__TASK STATEMENT__. Please transcribe the data that follows exactly, from its first line through the line that contains "- Mongo plugin: queries".
════════════════
PR #15591, opened 2022-08-01
fix: fix Mongo plugin query execution failure 

### LINKED ISSUE #15548: [Bug]: Mongo plugin: queries are erroring out with message "state should be: server session pool is open"

### Description

- Mongo plugin: queries are erroring out with message "state should be: server session pool is open"
- Ref: https://theappsmith.slack.com/archives/C0341RERY4R/p1659076053299979

### Steps To Reproduce

https://theappsmith.slack.com/archives/C0341RERY4R/p1659076053299979

### Public Sample App

_No response_

### Version

self hosted, cloud

# Temporary fix
- It may be temporarily fixed by either re-saving the datasource or creating a new datasource and linking the queries against it.

sumitsum:
## Description
- Currently some cases have been seen where a Mongo plugin query fails with error message: `state should be: server session pool is open`. 
  - As per my investigation, this occurs because the connection pool at this point has already been closed. Hence running any query against the closed connection pool results in a `IllegalStateException`. 
  - At this point it is not known what is causing the connection pool to close. 
- This PR introduces a change to handle the `IllegalConnectionException` as a `StaleConnectionException` which would result in the connection pool being re-created. 
  - Note: It was not possible to check for closed connection before executing the query because the `MongoClient` object does not seem to expose any `isClosed` kind of method.  

Fixes #15548

## Type of change

## How Has This Been Tested?
- Manual
- JUnit TC

## Checklist:

### DIFF
--- a/app/server/appsmith-plugins/mongoPlugin/src/main/java/com/external/plugins/MongoPlugin.java
+++ b/app/server/appsmith-plugins/mongoPlugin/src/main/java/com/external/plugins/MongoPlugin.java
@@ -617,7 +617,7 @@ public class MongoPlugin extends BasePlugin {
                     .map(uriString -> MongoClients.create(
                             MongoClientSettings
                                     .builder()
-                                    .applyToConnectionPoolSettings(pool -> pool.applySettings(ConnectionPoolSettings.builder().minSize(0).build()))
+                                    .applyToConnectionPoolSettings(t -> t.applySettings(ConnectionPoolSettings.builder().minSize(0).build()))
                                     .applyConnectionString(new ConnectionString(uriString))
                                     .build()
                     ))
--- a/app/server/appsmith-plugins/mongoPlugin/src/main/java/com/external/plugins/MongoPlugin.java
+++ b/app/server/appsmith-plugins/mongoPlugin/src/main/java/com/external/plugins/MongoPlugin.java
@@ -336,6 +336,15 @@ public class MongoPlugin extends BasePlugin {
                                     error.getErrorMessage()
                             )
                     )
+                    /**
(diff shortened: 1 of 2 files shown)


app/server/appsmith-plugins/mongoPlugin/src/main/java/com/external/plugins/MongoPlugin.java
```diff
@@ -810,6 +819,21 @@ public Mono<DatasourceStructure> getStructure(MongoClient mongoClient, Datasourc
...
+                     * This is to catch the cases when Mongo connection pool closes for some reason and hence throws
+                     * IllegalStateException when query is run.
+                     * Ref: https://github.com/appsmithorg/appsmith/issues/15548
+                     */
+                    .onErrorMap(
+                            IllegalStateException.class,
+                            error -> new StaleConnectionException()
+                    )
+                    // This is an experimental fix to handle the scenario where after a period of inactivity, the mongo
+                    // database drops the connection which makes the client throw the following exception.
```
nidhi-nair, line 832: QQ, where/when are we seeing this error?

sumitsum: @nidhi-nair this was added earlier (not sure when, would have to check the commit history) to `execute` method. I have justed ported it to `getStructure` as well.

nidhi-nair (approved):

sumitsum:
@prapullac skipping cypress tests for this : https://theappsmith.slack.com/archives/C02KTH6EHUG/p1659367917217739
════════════════
__RESULT FOR THIS EXERCISE__.
PR #15591, opened 2022-08-01
fix: fix Mongo plugin query execution failure 

### LINKED ISSUE #15548: [Bug]: Mongo plugin: queries are erroring out with message "state should be: server session pool is open"

### Description

- Mongo plugin: queries are erroring out with message "state should be: server session pool is open"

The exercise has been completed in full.